Omicron now dominant in EU

Says bloc’s health agency; US study says vaccines highly efficient against severe Omicron cases
By AFP, Stockholm

Omicron is now the dominant Covid-19 variant circulating in the European Union and European Economic Area (EAA), the bloc's health agency has said.  

"The transmission category for Omicron in the EU and the EEA changed from community to dominant," the Stockholm-based European Centre for Disease Prevention and Control (ECDC) said in its weekly update on communicable disease threats.

The EEA includes Iceland, Liechtenstein and Norway.

The ECDC said Omicron, which was first discovered in South Africa, was now "dominant in the majority of EU/EEA countries", with a "78 percent pooled prevalence".

Covid is currently soaring across Europe, with cases increasing by nine percent in the region in the past week, according to an AFP database.

The World Health Organization said last week that the Omicron variant could infect half of all people in the region by March this year.

According to an AFP tally, the number of average daily cases globally leapt to a record 3.1 million last week till Thursday, an increase of 11 percent compared to the previous seven days.

At a global level the number of Covid-related deaths took a rise again, up nine percent compared to the previous week to 7,526 per day.

The US mourned the most daily deaths with 1,969 per day, followed by Russia with 698 and India with 380.

However the upsurge was less marked than in previous weeks, when the highly contagious Omicron variant began its rampage.

The week's main upsurge took place in Asia -- particularly in India -- where the number of daily cases increased by 57 percent. There was also an increase of 36 percent in the Latin America-Caribbean zone and the Middle East, which was up 32 percent.

Nepal saw the biggest increase in new infections, with cases rocketing by 330 percent.

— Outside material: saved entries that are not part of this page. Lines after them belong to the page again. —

PR #1245, opened 2025-05-08
feat: improve spell check suggestions by accounting for common misspellings

RunDevelopment:
# Description
The fix for some dialect-based misspellings is very obvious. E.g. color ↔ colour and recognize ↔ recognise. So I changed the spell checker to **only** suggest the version of the word in the current dialect, if it detects an "ou↔o" or "s↔z" misspelling.

I also refactored and slightly optimized `SpellCheck::cached_suggest_correct_spelling`. It now only caches the words that will be suggested (without any excess) and generally works a bit more efficiently.

# Demo
See tests.

# How Has This Been Tested?
Using existing tests and a new document.

# Checklist

### DIFF
--- a/harper-core/src/linting/spell_check.rs
+++ b/harper-core/src/linting/spell_check.rs
@@ -6,7 +6,10 @@ use smallvec::ToSmallVec;
 use super::Suggestion;
 use super::{Lint, LintKind, Linter};
 use crate::document::Document;
-use crate::spell::{is_ou_misspelling, is_sz_misspelling, suggest_correct_spelling};
+use crate::spell::{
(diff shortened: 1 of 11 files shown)


hippietrail:
> > And many words end with `-er` in US spelling but `-re` in Commonwealth spelling, such as `metre`, `litre`, `theatre`.
> 
> I always wondered what the difference between meter and metre is. Good to know!

Commonwealth English uses "meter" for devices that measure things and "metre" for the unit of length.

> Might as well fix this and `ll` too.

Nice!

elijah-potter (approved):
This is some good work. I appreciate the improvements to readability you've also introduced.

Meanwhile, a large real-world study from the US Centers for Disease Control and Prevention (CDC) showed Friday that Covid-19 vaccines and boosters continued to have very high efficacy against severe outcomes during the Omicron wave of the virus.

The paper evaluated data from more than 300,000 visits to emergency departments, urgent care clinics, and hospitalizations across 10 states from August 26, 2021 to January 5, 2022.

During the period when the Delta variant was dominant, vaccine efficacy against Covid-19 hospitalization was 90 percent between 14-179 days after dose two of a vaccine, fell to 81 percent more than 180 days after the second dose, and rose to 94 percent 14 days or more after dose three.

After Omicron became dominant, the vaccine efficacy estimate against hospitalization between 14-179 days after dose two was 81 percent, 57 percent after more than 180 days from dose two, and 90 percent 14 or more days after dose three.